[Stored data]

Issue #30, opened 2016-09-17
Session Method Parameter Decorator


19majkel94:
Is the `@Session` decorator avaible?
I attach to `req.session` an user object after sucessfull authentication and use it in controler method to check if user is an owner of demanded object from database.
It would be nice to have :

    @Get("/posts")
    getAll(@Session("user") user: User) {
       return postsRepository.getAllByUser(user);
    }

And don't have to parse request object by myself :wink:

pleerock:
No, there is no session decorator yet. I can implement it, but not now, pretty busy with other repositories. Or if someone else can implement it, it would be great, implementation should be easy. For now please use req.session :(

19majkel94:
If it's all about add Session decorator in `src/decorator/params.ts`, add Session type in `src/metadata/types/ParamTypes.ts` and implement behaviour in `src/ParamHandler.ts` - I think I could do that but first I have to build an app using your stack and then test if the changes will work :smile:

pleerock:
Great! 👍

pleerock:
thanks @19majkel94 . Hope someone take care of it in koa too

PR #31, opened 2016-09-18
Added @Session decorator

19majkel94:
Implemented issue #30.
Works for injecting whole session object - `@Session() session: Express.Session` or with single object from session - `@Session("objectName") object: ObjectType`.

### DIFF
--- a/test/functional/action-params.spec.ts
+++ b/test/functional/action-params.spec.ts
@@ -102,6 +102,11 @@ describe("action parameters", () => {
             }))
             addToSession(@Session() session: Express.Session) {
                 (session as any).testElement = "@Session test";
+                (session as any).fakeObject = {
+                    name: "fake",
+                    fake: true,
+                    value: 666
+                };
                 return `<html><body>@Session</body></html>`;
             }
 
@@ -307,7 +312,6 @@ describe("action parameters", () => {
             expect(response).to.have.header("content-type", "text/html; charset=utf-8");
             expect(response.body).to.be.equal("<html><body>@Session</body></html>");
             assertRequest([3001], "get", "session", response => {
-                paramUserId.should.be.equal(1);
                 expect(response).to.be.status(200);
                 expect(response).to.have.header("content-type", "text/html; charset=utf-8");
                 expect(response.body).to.be.equal("<html><body>@Session test</body></html>");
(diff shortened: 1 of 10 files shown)


19majkel94:
I wonder if we could use the param name from reflect to not duplicate param name in quotes - `@SessionObject() user: User` could look for `req.session.user`?

19majkel94:
@pleerock Should I add `express-session` to package.json and typings.json or remove types from new samples?

pleerock:
> I wonder if we could use the param name from reflect to not duplicate param name in quotes - @SessionObject() user: User could look for req.session.user?

I think you can't

> Should I add express-session to package.json and typings.json or remove types from new samples?

you can add only to dev dependencies, since this library isn't tied to express, it can be used with koa too, and with koa users don't need express in their dependencies

pleerock:
Some things left to do:
* add note in readme that users need to install `express-session` to use `@Session` decorator
* provide good tests
* support koa too, because koa users may use `@Session` decorator too, and what they will get if they use it?

19majkel94:
I don't know koa, so I added throwing error like on `@UploadedFile`.
Readme updated about not support koa yet + `express-session` dependency.

pleerock:
please provide test coverage

19majkel94:
Added tests :smile: 
Only the error throwing for koa is not tested.

test/functional/action-params.spec.ts
```diff
@@ -91,6 +96,29 @@ describe("action parameters", () => {
                 return `<html><body>${firstId},${secondId}</body></html>`;
             }
 
+            @Post("/session/")
+            @UseBefore(session({
+                secret: "19majkel94_helps_pleerock",
+            }))
+            addToSession(@Session() session: Express.Session) {
+                (session as any).testElement = "@Session test";
+                (session as any).fakeObject = {
```
19majkel94: `fakeObject`? I added it just to be sure that the `@Session("testElement")` return the correct object, not the whole session container - the coverage report shows that the line 154 line `return request.session[param.name];` is not covered which is wrong because it's tested and works ;)

19majkel94:
>> I wonder if we could use the param name from reflect to not duplicate param name in quotes - `@SessionObject() user: User` could look for `req.session.user`?

> I think you can't

Angular's Dependency Injection can read this info using regex and `toString()`:
http://stackoverflow.com/a/12108723/5472617
So it's possible but complicated - it's better to wait for enhancement of Typescript Reflect API.

pleerock:
The problem is that when code is minimized it changes all property names too, and it can be a problem

Issue #23, opened 2016-08-19
custom error middleware always execute after default


Diluka:
I have custom error middleware to handle errors and decide different way to response. But neither Infinity nor -Infinity I set to the `priority` option, the default error middleware send the response with status 500 before my error middleware. My error middleware seems to be useless.

how can I solve this?

Diluka:
Seems it's the same pleerock/routing-controllers#17

Diluka:
```
ExpressDriver.prototype.handleError = function (error, action, options) {
    options.next(error);
};
```
@peterjp80
This is the temporary way to disable the default error handler inside. This is invoked immediately atfer action raise an error and send the respone, so the next error middlewares can do nothing but just logging.

19majkel94:
@Diluka is that still not working for you? Can this issue be closed, the PR #36 has solved your problem?

PR #36, opened 2016-10-01
Fixed always default error handling

### LINKED ISSUE #17: ErrorHandler decorator
The documentation mentions using the `@ErrorHandler()` decorator, but that decorator doesn't exist.

19majkel94:
Fixed #17 and #23.

Repaired executing default error handling even when it's turned off, which made impossible defining own error handler.

Exported `HttpError` to simplify using default error handler by throwing error in controller:
```typescript
@Post("/login")
async loginUser(@Session() session: Express.Session, @Body({ required: true }) bodyUser: BodyUser) {
    if (typeof bodyUser.email !== "string" || typeof bodyUser.password !== "string") {
        throw new HttpError(400, "The email and password fields must be string!");
    }

    const dbUser = await this.userRepository.getByEmail(bodyUser.email);
    if (dbUser && await dbUser.verifyPasswordAsync(bodyUser.password)) {
        session.user = dbUser;
        return "Logged succesfully!";
    } else {
        throw new HttpError(400, "Incorrect email or password!");
    }
}
```


src/index.ts
```diff
@@ -121,6 +121,7 @@ export * from "./decorator/controllers";
 export * from "./decorator/decorators";
 export * from "./decorator/methods";
 export * from "./decorator/params";
+export * from "./error/http/HttpError";
```
pleerock: I think we can add export for all other errors too, to make use of them convenient too

pleerock:
Can you please add tests for the issues this PR resolves?

src/index.ts
19majkel94: You are right! I've done it in 6d16e78.
Now you can import them also this way:
`import { HttpError } from "routing-controllers/error";`

19majkel94:
> Can you please add tests for the issues this PR resolves?

It's hard to easy build a test in your `express-error-handling.spec.ts` - I need to disable default error handler in `createExpressServer` options and register new `MiddlewareGlobalAfter`, which might break your other tests. I would have to create a new test file for this case, is that ok for you?

pleerock:
try the best possible solution

pleerock:
released in 0.6.6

▶ TASK TO COMPLETE: Exact copies of all the entries above should be returned.

▶ COMPLETED TASK:
Issue #30, opened 2016-09-17
Session Method Parameter Decorator


19majkel94:
Is the `@Session` decorator avaible?
I attach to `req.session` an user object after sucessfull authentication and use it in controler method to check if user is an owner of demanded object from database.
It would be nice to have :

    @Get("/posts")
    getAll(@Session("user") user: User) {
       return postsRepository.getAllByUser(user);
    }

And don't have to parse request object by myself :wink:

pleerock:
No, there is no session decorator yet. I can implement it, but not now, pretty busy with other repositories. Or if someone else can implement it, it would be great, implementation should be easy. For now please use req.session :(

19majkel94:
If it's all about add Session decorator in `src/decorator/params.ts`, add Session type in `src/metadata/types/ParamTypes.ts` and implement behaviour in `src/ParamHandler.ts` - I think I could do that but first I have to build an app using your stack and then test if the changes will work :smile:

pleerock:
Great! 👍

pleerock:
thanks @19majkel94 . Hope someone take care of it in koa too

PR #31, opened 2016-09-18
Added @Session decorator

19majkel94:
Implemented issue #30.
Works for injecting whole session object - `@Session() session: Express.Session` or with single object from session - `@Session("objectName") object: ObjectType`.

### DIFF
--- a/test/functional/action-params.spec.ts
+++ b/test/functional/action-params.spec.ts
@@ -102,6 +102,11 @@ describe("action parameters", () => {
             }))
             addToSession(@Session() session: Express.Session) {
                 (session as any).testElement = "@Session test";
+                (session as any).fakeObject = {
+                    name: "fake",
+                    fake: true,
+                    value: 666
+                };
                 return `<html><body>@Session</body></html>`;
             }
 
@@ -307,7 +312,6 @@ describe("action parameters", () => {
             expect(response).to.have.header("content-type", "text/html; charset=utf-8");
             expect(response.body).to.be.equal("<html><body>@Session</body></html>");
             assertRequest([3001], "get", "session", response => {
-                paramUserId.should.be.equal(1);
                 expect(response).to.be.status(200);
                 expect(response).to.have.header("content-type", "text/html; charset=utf-8");
                 expect(response.body).to.be.equal("<html><body>@Session test</body></html>");
(diff shortened: 1 of 10 files shown)


19majkel94:
I wonder if we could use the param name from reflect to not duplicate param name in quotes - `@SessionObject() user: User` could look for `req.session.user`?

19majkel94:
@pleerock Should I add `express-session` to package.json and typings.json or remove types from new samples?

pleerock:
> I wonder if we could use the param name from reflect to not duplicate param name in quotes - @SessionObject() user: User could look for req.session.user?

I think you can't

> Should I add express-session to package.json and typings.json or remove types from new samples?

you can add only to dev dependencies, since this library isn't tied to express, it can be used with koa too, and with koa users don't need express in their dependencies

pleerock:
Some things left to do:
* add note in readme that users need to install `express-session` to use `@Session` decorator
* provide good tests
* support koa too, because koa users may use `@Session` decorator too, and what they will get if they use it?

19majkel94:
I don't know koa, so I added throwing error like on `@UploadedFile`.
Readme updated about not support koa yet + `express-session` dependency.

pleerock:
please provide test coverage

19majkel94:
Added tests :smile: 
Only the error throwing for koa is not tested.

test/functional/action-params.spec.ts
```diff
@@ -91,6 +96,29 @@ describe("action parameters", () => {
                 return `<html><body>${firstId},${secondId}</body></html>`;
             }
 
+            @Post("/session/")
+            @UseBefore(session({
+                secret: "19majkel94_helps_pleerock",
+            }))
+            addToSession(@Session() session: Express.Session) {
+                (session as any).testElement = "@Session test";
+                (session as any).fakeObject = {
```
19majkel94: `fakeObject`? I added it just to be sure that the `@Session("testElement")` return the correct object, not the whole session container - the coverage report shows that the line 154 line `return request.session[param.name];` is not covered which is wrong because it's tested and works ;)

19majkel94:
>> I wonder if we could use the param name from reflect to not duplicate param name in quotes - `@SessionObject() user: User` could look for `req.session.user`?

> I think you can't

Angular's Dependency Injection can read this info using regex and `toString()`:
http://stackoverflow.com/a/12108723/5472617
So it's possible but complicated - it's better to wait for enhancement of Typescript Reflect API.

pleerock:
The problem is that when code is minimized it changes all property names too, and it can be a problem

Issue #23, opened 2016-08-19
custom error middleware always execute after default


Diluka:
I have custom error middleware to handle errors and decide different way to response. But neither Infinity nor -Infinity I set to the `priority` option, the default error middleware send the response with status 500 before my error middleware. My error middleware seems to be useless.

how can I solve this?

Diluka:
Seems it's the same pleerock/routing-controllers#17

Diluka:
```
ExpressDriver.prototype.handleError = function (error, action, options) {
    options.next(error);
};
```
@peterjp80
This is the temporary way to disable the default error handler inside. This is invoked immediately atfer action raise an error and send the respone, so the next error middlewares can do nothing but just logging.

19majkel94:
@Diluka is that still not working for you? Can this issue be closed, the PR #36 has solved your problem?

PR #36, opened 2016-10-01
Fixed always default error handling

### LINKED ISSUE #17: ErrorHandler decorator
The documentation mentions using the `@ErrorHandler()` decorator, but that decorator doesn't exist.

19majkel94:
Fixed #17 and #23.

Repaired executing default error handling even when it's turned off, which made impossible defining own error handler.

Exported `HttpError` to simplify using default error handler by throwing error in controller:
```typescript
@Post("/login")
async loginUser(@Session() session: Express.Session, @Body({ required: true }) bodyUser: BodyUser) {
    if (typeof bodyUser.email !== "string" || typeof bodyUser.password !== "string") {
        throw new HttpError(400, "The email and password fields must be string!");
    }

    const dbUser = await this.userRepository.getByEmail(bodyUser.email);
    if (dbUser && await dbUser.verifyPasswordAsync(bodyUser.password)) {
        session.user = dbUser;
        return "Logged succesfully!";
    } else {
        throw new HttpError(400, "Incorrect email or password!");
    }
}
```


src/index.ts
```diff
@@ -121,6 +121,7 @@ export * from "./decorator/controllers";
 export * from "./decorator/decorators";
 export * from "./decorator/methods";
 export * from "./decorator/params";
+export * from "./error/http/HttpError";
```
pleerock: I think we can add export for all other errors too, to make use of them convenient too

pleerock:
Can you please add tests for the issues this PR resolves?

src/index.ts
19majkel94: You are right! I've done it in 6d16e78.
Now you can import them also this way:
`import { HttpError } from "routing-controllers/error";`

19majkel94:
> Can you please add tests for the issues this PR resolves?

It's hard to easy build a test in your `express-error-handling.spec.ts` - I need to disable default error handler in `createExpressServer` options and register new `MiddlewareGlobalAfter`, which might break your other tests. I would have to create a new test file for this case, is that ok for you?

pleerock:
try the best possible solution

pleerock:
released in 0.6.6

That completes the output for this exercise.